• Stored data entries:

PR #986, opened 2026-08-13
[test] live smoke-test for evalforge-yaml-gate scenario lint (#935) — do not merge

danshw:
Throwaway PR to exercise PR #935's new scenario lint against the live gate. Adds one scratch scenario (`yaml/wix-manage-evals/livetest/gate-check.yml`) that's missing `maxTokens`, so it should fail the `max-tokens` lint rule before any EvalForge call.

This is disposable — closing without merging once the gate comment is verified. Not touching #935's branch.


danshw:
Superseded — main has drifted since #935 branched, causing a merge conflict that silently prevented the gate from running. Retrying with a self-contained base branch instead.

PR #987, opened 2026-08-13
[test] live smoke-test for evalforge-yaml-gate scenario lint (#935) — do not merge

danshw:
Throwaway PR, based on the disposable test/gate-live-base branch (not main), to exercise PR #935's new scenario lint against the live gate without conflicting with main's current state.

Adds one scratch scenario (`yaml/wix-manage-evals/livetest/gate-check.yml`) missing `maxTokens` — expect the gate to fail the `max-tokens` lint rule before any EvalForge call.

Disposable. Closing without merging once the gate comment is verified. Does not touch #935's branch.


danshw:
Verified — the scenario lint fired correctly and produced the expected max-tokens violation. Closing without merging; branch will be deleted.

• Work task:
Output every line above without altering anything.

• Task result:
PR #986, opened 2026-08-13
[test] live smoke-test for evalforge-yaml-gate scenario lint (#935) — do not merge

danshw:
Throwaway PR to exercise PR #935's new scenario lint against the live gate. Adds one scratch scenario (`yaml/wix-manage-evals/livetest/gate-check.yml`) that's missing `maxTokens`, so it should fail the `max-tokens` lint rule before any EvalForge call.

This is disposable — closing without merging once the gate comment is verified. Not touching #935's branch.


danshw:
Superseded — main has drifted since #935 branched, causing a merge conflict that silently prevented the gate from running. Retrying with a self-contained base branch instead.

PR #987, opened 2026-08-13
[test] live smoke-test for evalforge-yaml-gate scenario lint (#935) — do not merge

danshw:
Throwaway PR, based on the disposable test/gate-live-base branch (not main), to exercise PR #935's new scenario lint against the live gate without conflicting with main's current state.

Adds one scratch scenario (`yaml/wix-manage-evals/livetest/gate-check.yml`) missing `maxTokens` — expect the gate to fail the `max-tokens` lint rule before any EvalForge call.

Disposable. Closing without merging once the gate comment is verified. Does not touch #935's branch.


danshw:
Verified — the scenario lint fired correctly and produced the expected max-tokens violation. Closing without merging; branch will be deleted.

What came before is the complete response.